Segment Start: Data listing
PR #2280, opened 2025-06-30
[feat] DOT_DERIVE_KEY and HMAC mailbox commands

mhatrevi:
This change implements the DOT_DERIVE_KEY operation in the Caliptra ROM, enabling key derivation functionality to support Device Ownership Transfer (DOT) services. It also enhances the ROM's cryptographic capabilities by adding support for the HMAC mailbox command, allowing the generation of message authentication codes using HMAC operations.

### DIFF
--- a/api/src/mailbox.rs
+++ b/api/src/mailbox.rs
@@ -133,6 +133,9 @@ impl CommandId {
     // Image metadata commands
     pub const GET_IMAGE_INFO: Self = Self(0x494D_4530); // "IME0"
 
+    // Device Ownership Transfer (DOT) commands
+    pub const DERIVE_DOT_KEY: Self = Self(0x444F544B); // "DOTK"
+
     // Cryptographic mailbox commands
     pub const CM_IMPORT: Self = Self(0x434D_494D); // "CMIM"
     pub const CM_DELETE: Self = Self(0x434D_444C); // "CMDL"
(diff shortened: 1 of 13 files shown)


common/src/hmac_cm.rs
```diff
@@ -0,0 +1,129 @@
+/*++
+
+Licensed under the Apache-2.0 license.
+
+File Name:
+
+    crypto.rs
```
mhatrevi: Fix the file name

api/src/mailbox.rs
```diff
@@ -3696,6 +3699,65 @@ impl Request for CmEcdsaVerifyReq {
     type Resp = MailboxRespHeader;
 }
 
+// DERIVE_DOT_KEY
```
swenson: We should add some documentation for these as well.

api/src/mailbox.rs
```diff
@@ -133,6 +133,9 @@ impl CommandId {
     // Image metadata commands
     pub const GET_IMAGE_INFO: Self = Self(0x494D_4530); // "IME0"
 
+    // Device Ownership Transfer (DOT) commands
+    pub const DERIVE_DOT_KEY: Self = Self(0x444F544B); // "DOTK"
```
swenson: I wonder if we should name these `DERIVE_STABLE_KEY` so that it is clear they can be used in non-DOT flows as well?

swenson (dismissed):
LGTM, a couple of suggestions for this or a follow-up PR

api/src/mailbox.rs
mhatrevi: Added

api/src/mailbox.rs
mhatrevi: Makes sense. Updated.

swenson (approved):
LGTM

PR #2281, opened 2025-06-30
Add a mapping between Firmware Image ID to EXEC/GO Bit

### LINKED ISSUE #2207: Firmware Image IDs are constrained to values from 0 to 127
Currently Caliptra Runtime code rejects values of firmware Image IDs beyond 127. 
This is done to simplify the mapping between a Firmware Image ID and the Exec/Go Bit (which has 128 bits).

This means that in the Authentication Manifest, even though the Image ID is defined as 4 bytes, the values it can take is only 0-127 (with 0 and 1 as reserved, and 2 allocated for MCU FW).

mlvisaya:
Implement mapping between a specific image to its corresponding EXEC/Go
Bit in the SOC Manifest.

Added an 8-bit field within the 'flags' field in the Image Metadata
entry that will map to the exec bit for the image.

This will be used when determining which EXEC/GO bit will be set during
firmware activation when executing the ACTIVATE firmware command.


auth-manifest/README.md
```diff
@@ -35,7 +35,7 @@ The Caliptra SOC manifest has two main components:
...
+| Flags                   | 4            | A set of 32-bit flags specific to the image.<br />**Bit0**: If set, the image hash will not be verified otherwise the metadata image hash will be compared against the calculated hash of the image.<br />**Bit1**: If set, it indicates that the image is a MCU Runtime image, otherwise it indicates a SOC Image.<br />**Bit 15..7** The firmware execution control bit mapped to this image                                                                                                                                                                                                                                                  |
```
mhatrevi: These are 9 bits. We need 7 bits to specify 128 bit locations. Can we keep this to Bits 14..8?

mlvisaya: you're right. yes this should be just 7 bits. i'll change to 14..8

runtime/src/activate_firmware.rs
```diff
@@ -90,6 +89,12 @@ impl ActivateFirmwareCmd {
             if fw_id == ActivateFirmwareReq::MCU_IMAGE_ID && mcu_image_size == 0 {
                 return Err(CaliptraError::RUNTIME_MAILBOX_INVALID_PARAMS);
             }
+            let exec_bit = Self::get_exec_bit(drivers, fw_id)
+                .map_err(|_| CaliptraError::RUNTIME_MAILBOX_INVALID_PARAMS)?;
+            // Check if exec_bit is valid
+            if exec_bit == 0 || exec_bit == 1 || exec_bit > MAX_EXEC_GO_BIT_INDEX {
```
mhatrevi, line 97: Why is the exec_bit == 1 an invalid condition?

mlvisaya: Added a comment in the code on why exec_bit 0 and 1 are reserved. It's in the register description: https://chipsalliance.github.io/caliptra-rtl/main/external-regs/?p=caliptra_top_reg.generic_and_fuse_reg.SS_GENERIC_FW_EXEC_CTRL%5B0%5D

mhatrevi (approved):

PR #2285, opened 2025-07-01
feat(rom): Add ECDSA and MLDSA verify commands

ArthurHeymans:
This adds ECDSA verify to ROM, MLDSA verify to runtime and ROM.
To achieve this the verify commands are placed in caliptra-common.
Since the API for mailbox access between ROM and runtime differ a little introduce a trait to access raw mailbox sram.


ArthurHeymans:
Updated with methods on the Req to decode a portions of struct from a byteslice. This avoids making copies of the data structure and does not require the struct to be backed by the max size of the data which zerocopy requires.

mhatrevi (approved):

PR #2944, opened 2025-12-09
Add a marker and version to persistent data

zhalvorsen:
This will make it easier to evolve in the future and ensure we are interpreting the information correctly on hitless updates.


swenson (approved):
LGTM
Segment End: Data listing
Segment Start: Data listing
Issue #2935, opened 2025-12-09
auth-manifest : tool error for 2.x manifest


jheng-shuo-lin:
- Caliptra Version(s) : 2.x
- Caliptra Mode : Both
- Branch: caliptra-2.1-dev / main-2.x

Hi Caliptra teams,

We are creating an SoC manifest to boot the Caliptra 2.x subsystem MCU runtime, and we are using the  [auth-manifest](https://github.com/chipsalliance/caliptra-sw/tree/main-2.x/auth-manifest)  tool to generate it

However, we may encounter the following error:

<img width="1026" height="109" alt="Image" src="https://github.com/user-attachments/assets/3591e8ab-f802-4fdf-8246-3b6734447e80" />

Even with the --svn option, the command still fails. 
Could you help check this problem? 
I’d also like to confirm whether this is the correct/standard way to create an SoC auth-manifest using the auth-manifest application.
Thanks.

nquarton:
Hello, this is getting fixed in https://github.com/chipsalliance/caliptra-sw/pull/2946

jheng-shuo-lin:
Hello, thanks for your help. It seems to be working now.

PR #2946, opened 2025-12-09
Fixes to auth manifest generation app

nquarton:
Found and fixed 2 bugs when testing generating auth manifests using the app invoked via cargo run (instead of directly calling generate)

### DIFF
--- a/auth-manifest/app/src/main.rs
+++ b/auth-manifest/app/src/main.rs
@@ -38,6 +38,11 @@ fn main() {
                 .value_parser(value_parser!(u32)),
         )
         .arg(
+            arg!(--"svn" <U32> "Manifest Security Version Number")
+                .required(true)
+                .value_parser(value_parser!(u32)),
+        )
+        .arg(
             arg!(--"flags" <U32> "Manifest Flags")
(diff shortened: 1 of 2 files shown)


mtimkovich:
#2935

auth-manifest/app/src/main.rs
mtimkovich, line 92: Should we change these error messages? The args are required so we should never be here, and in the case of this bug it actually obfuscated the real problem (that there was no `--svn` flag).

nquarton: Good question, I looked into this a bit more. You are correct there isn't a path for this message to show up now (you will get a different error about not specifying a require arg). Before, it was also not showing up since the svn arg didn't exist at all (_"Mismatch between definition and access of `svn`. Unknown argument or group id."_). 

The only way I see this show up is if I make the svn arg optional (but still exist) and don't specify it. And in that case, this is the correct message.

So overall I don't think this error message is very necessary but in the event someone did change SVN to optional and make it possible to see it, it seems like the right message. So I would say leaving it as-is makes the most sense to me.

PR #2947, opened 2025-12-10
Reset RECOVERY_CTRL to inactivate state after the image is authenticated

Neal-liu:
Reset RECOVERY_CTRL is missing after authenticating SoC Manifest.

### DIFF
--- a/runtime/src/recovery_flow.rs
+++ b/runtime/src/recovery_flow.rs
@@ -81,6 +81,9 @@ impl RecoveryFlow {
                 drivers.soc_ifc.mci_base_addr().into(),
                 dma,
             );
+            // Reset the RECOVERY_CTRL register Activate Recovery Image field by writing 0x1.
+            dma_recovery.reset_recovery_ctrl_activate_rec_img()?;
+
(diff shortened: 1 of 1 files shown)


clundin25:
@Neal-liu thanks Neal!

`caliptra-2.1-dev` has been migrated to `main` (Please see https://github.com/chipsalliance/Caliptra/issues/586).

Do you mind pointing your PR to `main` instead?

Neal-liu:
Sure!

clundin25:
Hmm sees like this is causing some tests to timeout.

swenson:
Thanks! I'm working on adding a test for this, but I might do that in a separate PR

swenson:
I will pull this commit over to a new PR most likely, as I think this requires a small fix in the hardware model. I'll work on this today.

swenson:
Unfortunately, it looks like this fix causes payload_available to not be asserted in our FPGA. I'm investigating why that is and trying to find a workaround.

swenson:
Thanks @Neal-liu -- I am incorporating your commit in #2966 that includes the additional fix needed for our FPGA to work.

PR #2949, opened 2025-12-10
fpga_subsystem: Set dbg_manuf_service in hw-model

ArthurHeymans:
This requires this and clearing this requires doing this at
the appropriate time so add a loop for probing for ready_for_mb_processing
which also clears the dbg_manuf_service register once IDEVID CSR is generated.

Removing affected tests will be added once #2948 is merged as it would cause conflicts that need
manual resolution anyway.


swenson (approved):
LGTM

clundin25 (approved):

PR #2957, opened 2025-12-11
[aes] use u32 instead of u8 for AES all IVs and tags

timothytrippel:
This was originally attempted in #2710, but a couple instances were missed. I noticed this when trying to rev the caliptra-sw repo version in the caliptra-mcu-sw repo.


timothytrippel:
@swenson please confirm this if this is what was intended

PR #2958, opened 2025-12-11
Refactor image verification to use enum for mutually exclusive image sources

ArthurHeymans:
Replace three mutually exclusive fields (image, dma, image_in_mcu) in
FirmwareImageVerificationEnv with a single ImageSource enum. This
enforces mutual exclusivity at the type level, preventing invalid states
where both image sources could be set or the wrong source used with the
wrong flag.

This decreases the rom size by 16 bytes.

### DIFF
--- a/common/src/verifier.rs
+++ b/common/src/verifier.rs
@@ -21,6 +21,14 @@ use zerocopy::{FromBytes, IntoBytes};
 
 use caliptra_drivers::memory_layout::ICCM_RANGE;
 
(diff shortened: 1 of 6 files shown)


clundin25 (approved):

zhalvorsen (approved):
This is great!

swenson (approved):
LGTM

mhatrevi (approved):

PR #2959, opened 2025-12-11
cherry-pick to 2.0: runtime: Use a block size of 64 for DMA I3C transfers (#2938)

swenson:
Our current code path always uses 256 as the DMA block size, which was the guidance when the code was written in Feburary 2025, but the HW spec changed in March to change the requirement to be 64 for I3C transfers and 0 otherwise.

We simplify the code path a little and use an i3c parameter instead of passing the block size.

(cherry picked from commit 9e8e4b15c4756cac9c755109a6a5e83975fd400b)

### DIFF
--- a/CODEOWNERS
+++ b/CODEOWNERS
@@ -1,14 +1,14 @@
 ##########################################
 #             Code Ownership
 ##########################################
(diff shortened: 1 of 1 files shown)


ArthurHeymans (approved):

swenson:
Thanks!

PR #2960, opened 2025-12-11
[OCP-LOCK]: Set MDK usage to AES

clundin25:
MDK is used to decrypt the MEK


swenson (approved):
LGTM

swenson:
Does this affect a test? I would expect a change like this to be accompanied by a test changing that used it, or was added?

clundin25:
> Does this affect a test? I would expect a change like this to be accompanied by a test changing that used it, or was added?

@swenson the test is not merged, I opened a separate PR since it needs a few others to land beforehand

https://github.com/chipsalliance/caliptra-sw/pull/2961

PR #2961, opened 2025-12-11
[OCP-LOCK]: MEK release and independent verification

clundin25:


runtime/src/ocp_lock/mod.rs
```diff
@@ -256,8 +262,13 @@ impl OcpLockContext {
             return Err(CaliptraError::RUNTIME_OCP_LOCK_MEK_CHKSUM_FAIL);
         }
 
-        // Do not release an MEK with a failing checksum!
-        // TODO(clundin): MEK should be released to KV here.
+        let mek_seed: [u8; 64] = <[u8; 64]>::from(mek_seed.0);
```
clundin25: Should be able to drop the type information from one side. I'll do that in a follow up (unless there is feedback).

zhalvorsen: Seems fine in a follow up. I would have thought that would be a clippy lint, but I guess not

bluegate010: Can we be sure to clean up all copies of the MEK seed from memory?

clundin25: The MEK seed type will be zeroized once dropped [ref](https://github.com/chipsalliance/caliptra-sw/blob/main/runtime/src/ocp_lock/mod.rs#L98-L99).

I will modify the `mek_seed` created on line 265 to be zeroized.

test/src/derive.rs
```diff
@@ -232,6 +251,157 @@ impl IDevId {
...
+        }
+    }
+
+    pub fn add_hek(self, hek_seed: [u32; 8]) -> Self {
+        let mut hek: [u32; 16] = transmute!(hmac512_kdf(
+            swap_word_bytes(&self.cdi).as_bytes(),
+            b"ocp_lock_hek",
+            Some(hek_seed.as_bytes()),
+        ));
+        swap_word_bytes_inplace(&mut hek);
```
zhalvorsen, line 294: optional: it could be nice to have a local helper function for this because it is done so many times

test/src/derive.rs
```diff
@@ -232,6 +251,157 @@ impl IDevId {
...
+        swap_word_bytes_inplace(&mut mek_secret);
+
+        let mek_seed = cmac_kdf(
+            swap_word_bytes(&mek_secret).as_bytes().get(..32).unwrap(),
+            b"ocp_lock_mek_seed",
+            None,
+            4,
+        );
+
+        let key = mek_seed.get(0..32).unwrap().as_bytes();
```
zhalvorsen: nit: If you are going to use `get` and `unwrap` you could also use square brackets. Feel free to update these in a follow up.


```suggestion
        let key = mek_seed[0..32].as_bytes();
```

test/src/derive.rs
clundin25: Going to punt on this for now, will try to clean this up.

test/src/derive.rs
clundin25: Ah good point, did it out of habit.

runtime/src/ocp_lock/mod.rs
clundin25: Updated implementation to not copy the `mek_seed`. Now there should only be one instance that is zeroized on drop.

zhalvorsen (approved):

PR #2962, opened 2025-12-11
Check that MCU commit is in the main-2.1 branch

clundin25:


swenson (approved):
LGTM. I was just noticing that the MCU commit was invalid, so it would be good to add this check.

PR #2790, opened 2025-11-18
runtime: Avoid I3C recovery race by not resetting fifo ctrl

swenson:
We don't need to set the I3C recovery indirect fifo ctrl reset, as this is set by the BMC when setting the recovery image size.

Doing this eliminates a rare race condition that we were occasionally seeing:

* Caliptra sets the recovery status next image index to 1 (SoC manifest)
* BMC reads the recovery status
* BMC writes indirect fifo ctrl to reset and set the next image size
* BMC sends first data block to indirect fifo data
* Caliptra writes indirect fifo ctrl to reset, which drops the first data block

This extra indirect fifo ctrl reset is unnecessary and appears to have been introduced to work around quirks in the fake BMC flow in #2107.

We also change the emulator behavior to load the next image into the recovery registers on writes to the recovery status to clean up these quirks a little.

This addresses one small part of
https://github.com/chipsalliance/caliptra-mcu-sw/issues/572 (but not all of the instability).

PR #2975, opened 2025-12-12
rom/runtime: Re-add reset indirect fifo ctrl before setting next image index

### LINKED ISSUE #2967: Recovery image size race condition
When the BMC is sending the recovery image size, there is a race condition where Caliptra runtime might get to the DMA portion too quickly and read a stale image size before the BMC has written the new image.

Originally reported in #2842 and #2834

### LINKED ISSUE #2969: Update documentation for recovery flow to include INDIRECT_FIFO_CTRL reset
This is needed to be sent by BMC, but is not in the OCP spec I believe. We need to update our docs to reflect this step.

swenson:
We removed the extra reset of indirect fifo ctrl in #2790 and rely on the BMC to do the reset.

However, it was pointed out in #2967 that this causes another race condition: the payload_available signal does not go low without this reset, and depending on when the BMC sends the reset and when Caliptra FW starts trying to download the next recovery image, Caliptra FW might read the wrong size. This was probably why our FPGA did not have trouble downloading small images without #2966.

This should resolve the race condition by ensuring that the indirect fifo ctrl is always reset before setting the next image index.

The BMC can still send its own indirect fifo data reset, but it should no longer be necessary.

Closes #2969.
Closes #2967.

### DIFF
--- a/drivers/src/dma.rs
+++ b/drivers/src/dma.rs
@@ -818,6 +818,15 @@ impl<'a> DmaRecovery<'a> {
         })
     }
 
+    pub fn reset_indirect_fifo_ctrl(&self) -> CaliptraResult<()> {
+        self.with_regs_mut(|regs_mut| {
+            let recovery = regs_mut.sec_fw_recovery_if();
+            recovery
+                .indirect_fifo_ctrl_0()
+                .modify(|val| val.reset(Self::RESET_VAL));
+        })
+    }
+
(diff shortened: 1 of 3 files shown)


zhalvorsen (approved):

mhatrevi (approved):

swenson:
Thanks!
Segment End: Data listing
**Work request**. Work through the entries, filtering for the string "shortened", and copy each line that holds it.

**Task response**.
(diff shortened: 1 of 13 files shown)
(diff shortened: 1 of 2 files shown)
(diff shortened: 1 of 1 files shown)
(diff shortened: 1 of 6 files shown)
(diff shortened: 1 of 1 files shown)
(diff shortened: 1 of 3 files shown)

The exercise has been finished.